La decisión de limitar los poderes de Davutoglu marca, para muchos observadores, un giro en la historia del partido, que se enorgullece de su unidad desde que llegó al poder en 2002.

"El AKP ha conseguido, hasta ahora, no dejar que los desacuerdos internos degeneren en luchas de poder", destacó Turan, recordando que Turquía arrastra una larga historia de conflictos entre el jefe del Estado y el primer ministro desde la presidencia de Turgut Ozal en 1989.

Una desestabilización del AKP podría tener repercusiones justo en el momento en el que Turquía enfrenta varias crisis: amenaza yihadista, reanudación del conflicto kurdo, guerra en Siria, flujo de refugiados...

"El desarrollo del AKP toca de cerca el futuro del país", subrayó en el diario Hürriyet Abdulkadir Selvi, que conoce muy de cerca al partido.

Por su parte, el portavoz del AKP, Omer Celik, negó que exista la menor "crisis" y afirmó que la decisión del MKYK (Consejo Central Ejecutivo y Decisorio del partido) sólo es una medida "técnica" con la que el jefe de Gobierno está de acuerdo.

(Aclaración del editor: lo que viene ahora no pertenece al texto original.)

PR #5939, opened 2023-04-17
Keep "featured dangos" addon

### LINKED ISSUE #5891: Remove (or keep) featured-dangos addon
### Why this would be helpful

April Fools has ended already. We need to decide what to do about the featured-dangos addon (#5831)

### My suggestion

Removing the featured-dangos addon completely.

### Possible alternatives

Keeping it as an easter egg which the user can toggle. If we do this, I suggest changing the addon id to `featured-dangos-v2` so that we can easily set `enabledByDefault: false` to the "new" addon.

### Additional context

See #5831 and #5807

Samq64:
Closes #5891
Closes #5934

### Changes

Applies the changes in https://github.com/ScratchAddons/ScratchAddons/issues/5891#issuecomment-1510030004 so the featured dangos addon won't get removed.

### Reason for changes

Some people want the featured dangos addon to stay as an Easter egg.

### Tests

Tested on Chromium and Firefox. I didn't test the migration code or cases where the projects in the studio are changed or removed.


CST1229:
I think the ID should be renamed to featured-dangos-v2 (or something similar), so the addon won't stay enabled even when the migration code gets removed.

WorldLanguages:
As I said in the issue, please let's avoid writing migration code. Just rename the addon ID like CST just said, and don't set enabledByDefault to true.

addons/featured-dangos-v2/userscript.js
```diff
@@ -0,0 +1,47 @@
+export default async function ({ addon, console, msg }) {
+  // Fetch projects from a studio
+  const fetchStudio = async (studio) => {
+    const response = await fetch(`https://api.scratch.mit.edu/studios/${studio}/projects/`);
+    return response.json();
+  };
+
+  const projects = await fetchStudio("33036797");
```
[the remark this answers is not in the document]
WorldLanguages: Would be ideal if the studio was created by an org member who voted in favor of keeping the addon

Secret-chest:
What about turning this into an addon to add any studio to the front page?

WorldLanguages:
@Secret-chest Idea is creative, but it's probably a better idea to discuss it in a dedicated issue

addons/featured-dangos-v2/userscript.js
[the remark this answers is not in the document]
WorldLanguages: Are you interested? @Hans5958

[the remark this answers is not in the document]
Hans5958: I can host it, but not sure if I would maintain the contents.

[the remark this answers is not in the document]
WorldLanguages: @Hans5958 Then should we keep the addon?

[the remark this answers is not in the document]
Hans5958: It's still a yes to me, but I'm just can't gurantee my availability regarding the studio.

Hans5958:
Has the issue been made? I wanted to see that.

Samq64:
> Has the issue been made? I wanted to see that.

#5990

WorldLanguages:
The "featured dangos" addon has been technically inaccessible by the average user for almost 2 months. Still interested in merging this?

Samq64:
> The "featured dangos" addon has been technically inaccessible by the average user for almost 2 months. Still interested in merging this?

Only if this PR doesn't need too much extra work.

addons/featured-dangos-v2/addon.json
```diff
@@ -0,0 +1,18 @@
...
+    }
+  ],
+  "userstyles": [
+    {
+      "url": "style.css",
+      "matches": ["https://scratch.mit.edu/"]
+    }
+  ],
+  "tags": ["community", "easterEgg"],
+  "versionAdded": "1.31.1"
```
WorldLanguages, line 17:
```suggestion
  "versionAdded": "1.33.0"
```

addons/featured-dangos-v2/addon.json
```diff
@@ -0,0 +1,18 @@
+{
+  "name": "Featured dangos",
+  "description": "An Apil Fools joke from 2023 that adds a row to the front page for dango-related projects.",
```
Hans5958, line 3:
```suggestion
  "description": "An April Fools joke from 2023 that adds a row to the front page for dango-related projects.",
```

BroJac5246: Should we also specify that this was originally added by Scratch Addons?

BroJac5246:
The addon ID in `addons.json` needs to be updated. Also, how did you test this since it immediately crashes Scratch Addons?

Samq64:
> The addon ID in `addons.json` needs to be updated. Also, how did you test this since it immediately crashes Scratch Addons?

I tested it before switching addon ids. It's fixed now.

addons/featured-dangos-v2/addon.json
```diff
@@ -0,0 +1,18 @@
...
+    }
+  ],
+  "userstyles": [
+    {
+      "url": "style.css",
+      "matches": ["https://scratch.mit.edu/"]
+    }
+  ],
+  "tags": ["community", "easterEgg"],
+  "versionAdded": "1.33.0"
```
WorldLanguages, line 17: Apparently easter egg addons might appear under "other new addons" which is probably unintended.

addons/featured-dangos-v2/userscript.js
```diff
@@ -0,0 +1,47 @@
...
+
+    // Use correct project thumbnail
+    project.querySelector("img").src = `//uploads.scratch.mit.edu/projects/thumbnails/${id}.png`;
+
+    // Use correct project title
+    project.querySelector("a[title]").textContent = title;
+    project.querySelector("a[title]").title = title;
+
+    // Use correct project author
+    project.querySelector(".thumbnail-creator").firstElementChild.innerText = username;
```
WorldLanguages, line 41: `TypeError: Cannot read properties of null (reading 'firstElementChild')`

See comment above:
> At this point, the Featured Dangos row might be 5 "Project" placeholders linking to /projects/1, or possibly the actual featured projects. We will be handling both cases.

This is not handling the second case properly, crashing the addon.

addons/featured-dangos-v2/userscript.js
```diff
@@ -0,0 +1,47 @@
...
+
+  // Clone Featured Projects row and its children
+  const featuredDangosRow = featuredProjectsRow.cloneNode(true);
+  featuredDangosRow.classList.add("sa-featured-dangos-row");
+
+  // At this point, the Featured Dangos row might be 5 "Project" placeholders linking to
+  // /projects/1, or possibly the actual featured projects. We will be handling both cases.
+
+  // Change row title
+  featuredDangosRow.querySelector(".box-header > h4").textContent = msg("row-title");
```
WorldLanguages, line 24: The addon ID also needs to be changed in the file name of `addons-l10n/en/featured-dangos.json`, or this won't properly get the message.

addons/featured-dangos-v2/userscript.js
WorldLanguages: You can emulate this case by using Chrome Devtools' "network request blocking" feature to block `api.scratch.mit.edu/proxy/featured`

addons/featured-dangos-v2/addon.json
WorldLanguages: It's not wrong though, I simply didn't expect this 🤔 

image

addons/featured-dangos-v2/userscript.js
Samq64: Is it just to prevent the addon from crashing when Scratch's API isn't working like it should?

addons/featured-dangos-v2/addon.json
Samq64: Should the version added be reverted to prevent this?

addons/featured-dangos-v2/userscript.js
WorldLanguages: No, it's a race condition that can depend on browser caching, Scratch server speed or the user's internet speed.
runAtComplete:true has very few guarantees in scratch-www pages.

WorldLanguages: I recommended the "network request blocking" feature because there's no easy way to slow down a specific request.

addons/featured-dangos-v2/addon.json
WorldLanguages: Yeah, I guess that's easier than changing the settings page code.

addons-l10n/en/featured-dangos-v2.json
```diff
@@ -0,0 +1,4 @@
+{
+  "featured-dangos-v2/row-title": "Featured Dangos",
+  "featured-dangos-v2/note": "Added by Scratch Addons browser extension"
```
WorldLanguages, line 3: This string can be removed as it's now unused by the userscript.

addons/featured-dangos-v2/userscript.js
Samq64: Ok, I'll need to use a different solution because for now I surround the username code with an if.

WorldLanguages: That's good enough IMO, the original version of the addon didn't include the authors at all.

WorldLanguages (approved):

addons/featured-dangos-v2/userscript.js
WorldLanguages: This probably wouldn't happen in practice because the studio fetch is done first. My bad. But technically it was a bug.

El martes, reaccionando a los rumores sobre las tensiones, el primer ministro dijo: "Poco importa la discordia que algunos intentan sembrar, poco importa lo que algunos escriban, yo sólo le temo a Alá".

Próximo a Erdogan, el presidente del Parlamento, Ismail Kahraman, declaró recientemente que "un coche con dos conductores no puede avanzar sin accidentarse. Acabará accidentándose inevitablemente".